The ability to manipulate molecular renderings has also proven transformative for Smith’s research, in which he and his cohort of undergraduate partners are untangling the complexities of how three-dimensional COFs are formed and structured. Because they’re porous, the crystalline solids carry great potential for use in water treatment and purification — if they can be mass produced and designed to attract multiple contaminants at once.

“The dream is this chemical compound that water can flow through, and it’s designed to grab lead, and then mercury, and then chlorine. But this layered, systematic functionality just doesn’t exist yet,” Smith says. “There are fundamental questions that have yet to be answered about how we design this kind of complexity into a material.”

“That’s where VR is incredibly useful,” Gregg says, “because we can learn things about these compounds that we might not have without this interactive technology” — like the fact that COFs are flexible, which Smith’s team was able to analyze in Nanome.

“I’m excited to see how much more we can do as we continue to experiment,” Gregg adds. “I feel like the sky’s the limit.”

The Future Frontier

Estimated at approximately $6 billion in 2021, the global market for head-mounted virtual reality devices is projected to more than triple within the next few years. As the market balloons, so does the hope of rapid advancement in VR tools for use in higher education — especially for professors like Ziemian.

“I can easily imagine using this technology to transport students to construction sites all over the world to view structures up close and identify safety concerns. But we’re not there yet,” Ziemian says. “The VR experience my students had was definitely good, but it wasn’t developed to the extent that it could be. What we’ll get as technology progresses is sure to have a major impact on how we educate our students.”

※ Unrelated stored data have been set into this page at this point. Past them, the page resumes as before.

PR #457, opened 2021-06-15
chore: use setup.cfg

henryiii:
Since this was mentioned in #455 and I happen to have a tool that does 90% of the conversion automatically, here's the setup.cfg conversion. Shouldn't change anything. I left a token setup.py, but it's not even needed anymore even for editable installs on the latest version of pip. You can't remove the file completely though until you have a pyproject.toml file. But once you do, you can remove it if you want.

### DIFF
--- a/setup.cfg
+++ b/setup.cfg
@@ -1,0 +1,60 @@
+[metadata]
+name = nox
+version = 2021.6.12
+description = Flexible test automation.
+long_description = file: README.rst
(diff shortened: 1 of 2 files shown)


henryiii:
PS: I used a one-time run `pipx run setup-cfg-format setup.cfg` to have a standard setup.cfg style. I usually add that via pre-commit & pre-commit.ci - see https://scikit-hep.org/developer/style.

PR #458, opened 2021-06-20
Remove setup.py

cjolowicz:
This PR removes the setup.py shim left after migrating to setup.cfg. It also updates the `deploy` job in CI to use `python -m build` to build the sdist and wheel for PyPI.

Note that with pip >= 21.1 (2021-04-24), editable installs for projects with a setup.cfg no longer require a setup.py shim.

Follow-up to #457


cjolowicz:
We'll also need to update the `deploy` job in CI to use `python -m build`.

.github/workflows/ci.yml
```diff
@@ -59,10 +59,10 @@ jobs:
         uses: actions/setup-python@v2
         with:
           python-version: 3.9
-      - name: Install setuptools and wheel
-        run: python -m pip install --upgrade --user setuptools wheel
+      - name: Install build
+        run: python -m pip install --user build
       - name: Build sdist and wheel
-        run: python setup.py sdist bdist_wheel
+        run: python -m build
```
henryiii, line 65: _All_ of these lines can be replaced with:

```
- name: Build sdist and wheel
  run: pipx run build
```

GHA supports pipx without setup-python, and build supports pipx too.

.github/workflows/ci.yml
```diff
@@ -59,10 +59,10 @@ jobs:
...
       - name: Publish distribution PyPI
         uses: pypa/gh-action-pypi-publish@master
```
henryiii, line 67: I'd recommend pinning this and then using dependabot to update it every so often (it doesn't change that often).

DiddiLeija:
Hello @cjolowicz! Seems like you are trying to remove the `setup.py` in favor of `setup.cfg`. Just remember that pip will not longer support `setup.cfg`-only projects, see pypa/pip#9945 for the related discussion. 

If you are going to remove `setup.py`, just keep the `pyproject.toml`.

henryiii:
This is already a pyproject.toml based build, so it's safe to remove the setup.py - Pip is not "removing" support for anything except for a mistake that was introduced in a patch release of 21.1. That discussion was that _only_ setup.cfg, with no pyproject.toml, should not be supported, because that's not technically valid for all valid PEP 517 backends, as a valid backend _could_ call setup.py if pyproject.toml is missing (though most do not, most use the valid alternate method, which is directly calling a setuptools hook).

The downsides to removing setup.py is that older versions of pip (<21.1 IIRC) can't do an editable mode install, and you need a version of pip, 10+ or so, to install from SDist. Wheels are unaffected, so for a pure Python project, most users will not be affected at all. I do expect you will get questions or complaints from package managers who have workflows that call setup.py commands. But really, if they want to keep doing things the same (poor) way, they can just `echo "import setuptools; setuptools.setup()" > setup.py` to "fix" it. And it's better not to depend on `setup.py`.

DiddiLeija:
Of course. I just wanted to say that you must not remove `pyproject.toml` since you delete `setup.py`.

DiddiLeija:
> But really, if they want to keep doing things the same (poor) way, they can just echo "import setuptools; setuptools.setup()" > setup.py to "fix" it.

Oh, thanks. I also wanted to ask that.

.github/workflows/ci.yml
cjolowicz: Interesting, thanks! I'd like to keep the scope of this PR restricted to removing setup.py, but feel free to open an issue.

.github/workflows/ci.yml
cjolowicz: Using Dependabot is a great idea, I think there are more places where we could benefit from it. As with your other suggestion, I'd prefer to handle this in a separate PR.

henryiii: Happy to make those in a followup if (since) you like the ideas.

cjolowicz:
@henryiii @DiddiLeija Thanks for your input!

@theacodes I'll merge this on the weekend if you don't shout "stop" :)

PR #935, opened 2025-02-14
Never ignore URL dependencies in PEP 723 noxfiles

### LINKED ISSUE #934: URL dependencies are sometimes silently ignored in PEP 723 noxfiles
### Current Behavior

URL dependencies in a noxfile's PEP 723 `dependencies` are silently ignored in some cases.

### Expected Behavior

Nox should not ignore any PEP 723 dependencies.

### Steps To Reproduce

Minimal reproducer:

1.  `noxfile.py`:

    ```python
    # /// script
    # requires-python = ">= 3.9"
    # dependencies = [
    #     "nox @ git+https://github.com/wntrblm/nox.git@2024.10.09",
    # ]
    # ///

    import importlib.metadata

    import nox


    @nox.session(python=False)
    def a(session: nox.Session) -> None:
        print(importlib.metadata.version("nox"))


    if __name__ == "__main__":
        import nox.__main__

        nox.__main__.main()
    ```

2.  Run `nox`

    Behavior:

    ```console
    $ nox
    nox > Running session a
    2025.2.9
    nox > Session a was successful.
    ```

    Expected behavior:

    ```console
    $ nox
    nox > Running session a
    2024.10.09
    nox > Session a was successful.
    ```

    For comparison:

    ```console
    $ pipx run noxfile.py
    nox > Running session a
    2024.10.9
    nox > Session a was successful.
    ```

    ```console
    $ uv run -s noxfile.py
    nox > Running session a
    2024.10.9
    nox > Session a was successful.
    ```

### Environment

```Markdown
- OS: Arch Linux
- Python: CPython 3.13.2
- Nox: 2025.2.9
```

### Anything else?

Whether Nox ignores a requirement depends on both the requirement and on the environment of the calling `nox`. For example, if we modify the example above:

```diff
 # dependencies = [
-#     "nox @ git+https://github.com/wntrblm/nox.git@2024.10.09",
+#     "nox[uv] @ git+https://github.com/wntrblm/nox.git@2024.10.09",
 # ]
```

then now `nox` will no longer ignore the requirement _if_ `nox` is installed a venv without uv, but `nox` will still ignore the requirement if uv is installed in the same venv as it.

Another example:

```python
# /// script
# requires-python = ">= 3.9"
# dependencies = [
#     "nox >= 2025.2.9",
#     "httpx @ git+https://github.com/encode/httpx@0.28.0",
# ]
# ///

import importlib.metadata

import nox


@nox.session(python=False)
def a(session: nox.Session) -> None:
    print(importlib.metadata.version("httpx"))


if __name__ == "__main__":
    nox.main()
```

With this one, Nox will ignore the httpx requirement if (for example) `httpx==0.28.1` is installed in the same venv as `nox`.

gschaffner:
Fixes #934.

W.r.t. performance: On uv (the default, if available), uv caches based on the URL. On virtualenv however, the URL will get pulled and built/installed every time.

Ideally, for the virtualenv case, nox would do its own caching on the URL, similar to what the uv backend, `uv run -s noxfile.py` and `pipx run noxfile.py` all do. I have not included that here since I wanted to keep the scope of this PR to the correctness issue. Caching can be added later if needed. URL dependencies in PEP 723 noxfiles are perhaps not a very common case anyway, so perhaps it is TBD whether it's worth it for Nox to build a serialization format for doing said caching?

### DIFF
--- a/nox/_cli.py
+++ b/nox/_cli.py
@@ -106,6 +106,8 @@ def check_dependencies(dependencies: list[str]) -> bool:
             version = importlib.metadata.version(dep.name)
             if not dep.specifier.contains(version):
                 return False
+        if dep.url:
+            return False
 
     return True
 
--- a/nox/_cli.py
+++ b/nox/_cli.py
@@ -21,6 +21,7 @@ import os
 import shutil
 import subprocess
 import sys
+import urllib.parse
 from pathlib import Path
 from typing import TYPE_CHECKING, Any, NoReturn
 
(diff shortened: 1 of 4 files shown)


nox/_cli.py
```diff
@@ -106,6 +106,8 @@ def check_dependencies(dependencies: list[str]) -> bool:
             version = importlib.metadata.version(dep.name)
             if not dep.specifier.contains(version):
                 return False
+        if dep.url:
+            return False
```
henryiii, line 110: I think we could make this smarter, given the suggestion in build and importlib.metadata's `.origin`?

Accessibility is another hurdle to conquer. A top-of-the-line Oculus, for instance, is priced at $399 (controllers and charging accessories included). For a single class of 15 students, that’s roughly a $6,000 investment.

student using vr
Photo: Emily Paine
Valued in the billions, the VR market is booming and catching the attention of educators nationwide.
“Having one headset doesn’t do much for teaching, right? But if you have a dozen, now we’re talking — now, there are possibilities,” says Smith, who again deployed his fleet of Oculus headsets in his inorganic chemistry course this spring. “As VR becomes more accessible, we should see its incorporation in classrooms skyrocket out of infancy.”

Bucknell is among the first crop of universities moving to permanently integrate VR into curricula across varying disciplines, joining schools like the University of Wisconsin, the University of Michigan, Morehouse College and South Dakota State. The latter institutions are two of 10 colleges planning to launch virtual “metaversities” to mirror their in-person campuses.

It’s a revolutionary landscape that intrigues forward-thinkers like Meiser, who’s investigating the potential of Facebook’s cutting-edge VR world-builders as platforms for collaborative learning. Together with Presidential Fellow Yuki Yao ’25, an economics major from Tokyo, Meiser is workshopping the creation of a virtual classroom, where students can work with peers on virtual projects in real time.

“It’s been posited that the emergence of the metaverse is going to be as important as the birth of the internet, just as the development of 3D printing will be as important as the industrial revolution,” Meiser says. “If those statements prove true, who knows what the world of the future will have in store for us.”